What the task asks -
Please give the listing again, word for word, with nothing left out.
Provided records Start Marker
PR #446, opened 2023-01-14
allow loading compressed files during precompilation

marius311:
If you try to load a compressed file during precompilation (like top-level of your module, or in a `SnoopPrecompile.@precompile_all_calls`), the `@eval` s were causing an error since you're evaling into another module which is not allowed. You can just `getproperty` directly I think, works for my case, will wait for full suite of tests below to see if there's not some edge case.


marius311:
Any chance to get this merged/released? Anecdotally its been fine for me in all my work this week.

JonasIsensee:
Hi @marius311 ,
thanks for the ping. I just forgot about this. Will be tagging a release now.

PR #483, opened 2023-09-20
Don't keep file in open files cache if it fails to read metadata

Keno:
Fixes https://github.com/JuliaPackaging/BinaryBuilder.jl/issues/1292


JonasIsensee:
Thanks!

I fixed the typo in the tests and tagged a patch release.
Provided records End Marker
Solution to the exercise -
PR #446, opened 2023-01-14
allow loading compressed files during precompilation

marius311:
If you try to load a compressed file during precompilation (like top-level of your module, or in a `SnoopPrecompile.@precompile_all_calls`), the `@eval` s were causing an error since you're evaling into another module which is not allowed. You can just `getproperty` directly I think, works for my case, will wait for full suite of tests below to see if there's not some edge case.


marius311:
Any chance to get this merged/released? Anecdotally its been fine for me in all my work this week.

JonasIsensee:
Hi @marius311 ,
thanks for the ping. I just forgot about this. Will be tagging a release now.

PR #483, opened 2023-09-20
Don't keep file in open files cache if it fails to read metadata

Keno:
Fixes https://github.com/JuliaPackaging/BinaryBuilder.jl/issues/1292


JonasIsensee:
Thanks!

I fixed the typo in the tests and tagged a patch release.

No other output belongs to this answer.